=== Directions ===
Repeat, line for line, the entries below from the first line to the line containing "Following code example, a", counting both ends.

=== Stored data ===

Issue #1864, opened 2025-03-22
[feat] Improved stream handling


jonathanong:
## Describe the feature

- [ ] Improve how stream errors are handled
- [ ] Improve how stream pipelines are created
- [ ] Support various streams as responses (such as a `fetch` response stream and a body)

PR #1889, opened 2025-06-20
use pipeline() instead of pipe()

rosald:
## Checklist

pipe(rs, res) will not destroy res, when an error occurs. Thus causing client "hang" infinite when it has received some part of data.

Following code example, a readable stream has been implemented. When client request, the server will send some data, but after the error occurs, the client hang, the server doesn't close the socket. Chrome will hang. curl and ab will end in timeout.

After replacing with pipeline, when error occur, koa immediately close the socket, Chrome will say "Check internet connection" in download page. curl and ab will finish request as soon as possible.

stream.pipeline() will call stream.destroy(err) on all streams except they have already been closed.

the behavior may be better than hanging the request. Instead of client waitting indefinitely for the remaining bytes, closing the connection will break the expectation, but it's the only way to signal that the response is incomplete. The client will know that the response is truncated. Headers are already sent, an error occurs mid-stream, the client could handle this predictably.

Here's another to consider:

It's koa duty to close connection, it's app writer's duty to close the readable stream, and it's (better) stream implementers duty to release corresponding resources(request socket, fd, etc) of the readable stream when error occurs(but if it didn't work well, app writer should handle it, not koa).

Last benifit is pipeline() added support for webstreams(v18.16.0), making it easier.

```js
import { Readable } from 'node:stream';
import http from 'http';
import Koa from 'koa';

class MyStream extends Readable {
  #count = 0;
  _read(size) {
    this.#count++;
    this.push(':-)');
    if (this.#count === 4) {
      try {
        // https://nodejs.org/api/stream.html#errors-while-reading
        throw new Error('Error in stream');
      } catch (e) {
        this.destroy(e);
        return;
      }
    }
    if (this.#count === 5) {
      this.push(null);
    }
  }
}

const httpPort = 8081;
const app = new Koa();

app.use((ctx) => {
  if (ctx.request.path === '/favicon.ico') {
    ctx.status = 404;
    return;
  }

  const stream = new MyStream();

  ctx.body = stream;
});

http.createServer(app.callback()).listen(httpPort);

```

### DIFF
--- a/__tests__/application/respond.test.js
+++ b/__tests__/application/respond.test.js
@@ -678,12 +678,12 @@ describe('app.respond', () => {
         assert.deepStrictEqual(res.body, pkg)
       })
 
-    it('should handle errors when no content status', () => {
+    it('should not handle errors when no content status, but let user do it self', () => {
       const app = new Koa()
 
       app.use(ctx => {
         ctx.status = 204
-        ctx.body = fs.createReadStream('does not exist')
+        ctx.body = fs.createReadStream('does not exist').on('error', (err) => {})
       })
 
       return request(app.callback())
--- a/__tests__/response/body.test.js
+++ b/__tests__/response/body.test.js
@@ -117,14 +117,14 @@ describe('res.body=', () => {
       assert.strictEqual('application/octet-stream', res.header['content-type'])
     })
 
-    it('should add error handler to the stream, but only once', () => {
+    it('should not add error handler to the stream, but let the user do it self', () => {
       const res = response()
       const body = new Stream.PassThrough()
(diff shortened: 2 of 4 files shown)


jonathanong:
@rosald thanks for taking a stab! This is what I was thinking about for https://github.com/koajs/koa/issues/1864

However, the PR as-is wouldn't suffice as we are hiding errors. Most likely, the best approach is to have a new API, something like `ctx.body = stream` and `ctx.transforms = []`, which we then pipeline into `Stream.pipeline(ctx.body, ...ctx.transforms, ctx.res` with proper error handling. Then, middleware like `compress` can just be a transform function added to `ctx.transforms`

=== Exercise response ===
Issue #1864, opened 2025-03-22
[feat] Improved stream handling


jonathanong:
## Describe the feature

- [ ] Improve how stream errors are handled
- [ ] Improve how stream pipelines are created
- [ ] Support various streams as responses (such as a `fetch` response stream and a body)

PR #1889, opened 2025-06-20
use pipeline() instead of pipe()

rosald:
## Checklist

pipe(rs, res) will not destroy res, when an error occurs. Thus causing client "hang" infinite when it has received some part of data.

Following code example, a readable stream has been implemented. When client request, the server will send some data, but after the error occurs, the client hang, the server doesn't close the socket. Chrome will hang. curl and ab will end in timeout.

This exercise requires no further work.